Robert Dear, the man accused of killing three people Friday with a semiautomatic rifle during an assault on a Colorado Planned Parenthood clinic, allegedly had a history of violence before Friday’s attack, the New York Times reported. Dear was reportedly an angry man who used religion to mask his behavior, which included keeping the company of several women while he was married and allegedly abusing them as well.

In divorce papers from the early 1990s, Barbara Micheau had said Dear, whom she had been married to for seven years, kicked and beat her on a floor while they were married, the Times reported. She also said in an affidavit that he had a serious gambling problem and cheated on her, fathering two children with other women.

To find excuses for his actions, Dear turned to religion, Micheau said. “He says that as long as he believes he will be saved, he can do whatever he pleases,” Micheau said in court documents. “He is obsessed with the world coming to an end,” she added.

In 1992, Dear was arrested after being suspected of rape in South Carolina, but no records showed that he was ever convicted of the crime. The woman in the case said in a police report that Dear had asked her out numerous times, even though she refused, and eventually he came to her apartment and sexually assaulted her, the Times reported.

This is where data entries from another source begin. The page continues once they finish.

PR #198, opened 2020-02-26
Add expression within

### LINKED ISSUE #191: Platform bindings for `within` expression
Tracking the development of platform bindings for the new `within` expression (https://github.com/mapbox/mapbox-gl-native/pull/16157; https://github.com/mapbox/mapbox-gl-native/pull/16194)

If it's possible, because this isn't too complex, it would be great to get this merged this week before the next `alpha` release.

cc @mapbox/maps-android @zmiao

Chaoba:
Resolves #191 

This expression will cause error:
 ` E/Mbgl: {pboxsdk.testapp}[JNI]: Error setting property: text-size [1]: 'within' expression requires valid geojson source that contains polygon geometry type.` 

The error is triggered by `isObject` method return false  in this line https://github.com/mapbox/mapbox-gl-native/blob/9aefd2f2faf0e66afc263e96e3cff4cc03295e64/src/mbgl/style/expression/within.cpp#L111

The geojson passed into core is `{“type”:“Polygon”,“coordinates”:[[[-13.359375,67.6092206],[-14.0625,36.1733569],[43.59375,36.456636],[-13.359375,67.6092206]]]}` and @zmiao already confirmed that this geojson could pass glfw test.

@mapbox/maps-android any idea about this error?

### DIFF
--- a/MapboxGLAndroidSDK/src/main/java/com/mapbox/mapboxsdk/style/expressions/Expression.java
+++ b/MapboxGLAndroidSDK/src/main/java/com/mapbox/mapboxsdk/style/expressions/Expression.java
@@ -12,6 +12,7 @@ import com.google.gson.JsonElement;
 import com.google.gson.JsonNull;
 import com.google.gson.JsonObject;
 import com.google.gson.JsonPrimitive;
+import com.mapbox.geojson.GeoJson;
 import com.mapbox.mapboxsdk.style.layers.PropertyFactory;
 import com.mapbox.mapboxsdk.style.layers.PropertyValue;
 
@@ -1570,6 +1571,11 @@ public class Expression {
    */
   public static Expression in(@NonNull String needle, @NonNull Expression haystack) {
     return new Expression("in", literal(needle), haystack);
+  }
+
+  public static Expression within(@NonNull GeoJson geojson) {
+    String string = geojson.toJson();
+    return new Expression("within", literal(string));
   }
 
   /**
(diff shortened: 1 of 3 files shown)


MapboxGLAndroidSDK/src/main/java/com/mapbox/mapboxsdk/style/expressions/Expression.java
```diff
@@ -1563,15 +1565,24 @@ public static Expression in(@NonNull Number needle, @NonNull Expression haystack
...
+   * @param needle   the item expression
+   * @param haystack the array or string expression
    * @return true if exists.
    * @see <a href="https://www.mapbox.com/mapbox-gl-js/style-spec/#expressions-in">Style specification</a>
    */
   public static Expression in(@NonNull String needle, @NonNull Expression haystack) {
     return new Expression("in", literal(needle), haystack);
   }
 
+  public static Expression within(@NonNull Polygon polygon) {
```
tobrun: pretty cool that you got it to work with a geojson type. This is a very handy utility function. To be feature complete we will need to expose `within(@NonNull Expression expression)` so developers can use other expressions in conjunction with this one.

tobrun: update: now with looking more into upstream PR, we do need to expose only the Polygon variation. Expressions will now support inline geometry!

Chaoba:
Change country label opacity. 
device-2020-02-28-181404

PR #222, opened 2020-03-05
Provide a way to opt out from LocationComponent initialisation

maxtracking:
On the low-spec custom hardware where every tiny bit counts in resources, we have use-cases when standard location component is never used as it does not fit the requirements.

This PR introduces the following:
- In use-cases when LocationComponent is never used, provide opt-out option
- Do not inject LocationComponent when opted out

### DIFF
--- a/MapboxGLAndroidSDK/src/main/java/com/mapbox/mapboxsdk/maps/MapView.java
+++ b/MapboxGLAndroidSDK/src/main/java/com/mapbox/mapboxsdk/maps/MapView.java
@@ -13,12 +13,6 @@ import android.view.View;
 import android.widget.FrameLayout;
 import android.widget.ImageView;
 
-import androidx.annotation.CallSuper;
-import androidx.annotation.NonNull;
-import androidx.annotation.Nullable;
-import androidx.annotation.UiThread;
-import androidx.collection.LongSparseArray;
-
 import com.mapbox.android.gestures.AndroidGesturesManager;
 import com.mapbox.mapboxsdk.MapStrictMode;
 import com.mapbox.mapboxsdk.Mapbox;
@@ -42,6 +36,12 @@ import java.util.List;
 
 import javax.microedition.khronos.egl.EGLConfig;
 import javax.microedition.khronos.opengles.GL10;
+
+import androidx.annotation.CallSuper;
+import androidx.annotation.NonNull;
+import androidx.annotation.Nullable;
+import androidx.annotation.UiThread;
+import androidx.collection.LongSparseArray;
 
 import static com.mapbox.mapboxsdk.maps.widgets.CompassView.TIME_MAP_NORTH_ANIMATION;
 import static com.mapbox.mapboxsdk.maps.widgets.CompassView.TIME_WAIT_IDLE;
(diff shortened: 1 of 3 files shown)


chloekraw:
@maxtracking thanks for the contribution! My initial reaction is that this sounds like a good idea, we'll dig in further. cc @zugaldia @LukasPaczos

LukasPaczos:
hey @maxtracking, thanks a lot for the contribution!

This is a little bit more tricky because making the `LocaionComponent` nullable would require changing the annotation in:
https://github.com/mapbox/mapbox-gl-native-android/blob/d36412e131fcb212ea531f1c72fb8e99142bf8e4/MapboxGLAndroidSDK/src/main/java/com/mapbox/mapboxsdk/maps/MapboxMap.java#L2100-L2103

which in turn will break downstream Kotlin builds. We've decided to treat nullability annotations changes semver-breaking in the past because of this reason. Since we're not planning a major version release soon, I'm afraid this change might have to wait.

Just out of curiosity - there's not a lot of going on in the constructor:
https://github.com/mapbox/mapbox-gl-native-android/blob/d36412e131fcb212ea531f1c72fb8e99142bf8e4/MapboxGLAndroidSDK/src/main/java/com/mapbox/mapboxsdk/location/LocationComponent.java#L188-L194

and all of the interactions are dismissed if the component is not activated (initialized):
https://github.com/mapbox/mapbox-gl-native-android/blob/d36412e131fcb212ea531f1c72fb8e99142bf8e4/MapboxGLAndroidSDK/src/main/java/com/mapbox/mapboxsdk/location/LocationComponent.java#L1211-L1213

So I'd be interested in what types of performance benefits do the opting out bring? Are there any other operations ongoing that you're noticing when the component is not activated that we might optimize instead?

maxtracking:
@LukasPaczos Oops, I did miss the annotation, thanks for pointing out :)
Our hardware is really lo-spec so eg Raspberry Pi is a space rocket compared to that, not mentioning regular phones. So the fact that `MapView` calls `MapboxMap` on every lifecycle event or when style is loaded is a small but not entirely insignificant bit. I totally agree with you that it's not a lot going on with the component (and I'd gladly remove Telemetry classes instead :) ) . From my manual testing without LocationComponent and telemetry it is faster, not by significant margin but nonetheless. 
So the reasoning is as follows:
1. It is never going to be used for us
2. GPS location is retrieved from external sources
3. Block possible future attempt to enable the component

I would 100% understand if this PR is rejected as "not useful" for general user base.
NB: On a different topic - is there a recommended way to measure rendering performance?

LukasPaczos:
Thanks for context @maxtracking!

I think we could make the component lazily initialized instead, to work around semver. The important thing here is to keep track of the component's lifecycle methods while it's not initialized and it can't do it itself. Those are:
```
LocationComponent#onStart
LocationComponent#onStop
LocationComponent#onDestroy
LocationComponent#onStartLoadingMap
LocationComponent#onFinishLoadingStyle
```

We'd possibly need to inject this state permutation in the constructor and cover it with tests. Would you like to take a stab at this?

> On a different topic - is there a recommended way to measure rendering performance?

You can try the
```
MapboxMap#setOnFpsChangedListener(OnFpsChangedListener)
```
It's far from ideal, but it does give a point of reference.

maxtracking:
Hi @LukasPaczos,
> I think we could make the component lazily initialized instead, to work around semver.

This is a good point indeed, I'll give it a go.

Re `setOnFpsChangedListener()` - well, that was our first point of interest, then we switched to actually subscribing to 'addOnWillStartRenderingFrameListener()` etc to get the diffs. The purpose is to help cartography team optimise the map styles where they are tweaking it (expressions and filters) and interested to know what's the impact on the rendering .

The only other witness to the incident didn’t want to testify, and said that she and her husband, who was away on a Navy submarine at the time, were about to move across the country. Dear told police that he and the woman did have a sexual encounter, but that it was consensual.

Dear could face the death penalty if convicted of killing the three people, including one police officer, NBC News reported. During the five-hour incident that ended in Dear’s surrender, nine other people were wounded.

It was unclear what motivated Dear to open fire in the clinic. Investigators have been working to understand a rambling statement Dear made after he was arrested, during which he said, “no more baby parts,” the Huffington Post reported.

Some of Dear's acquaintances, who spoke to the Times on the condition of anonymity, said he was strictly against abortion and at times heaped praise on those who attacked abortion clinics. However, one of his ex-wives, Pamela Ross, said Dear did not specifically obsess over abortion.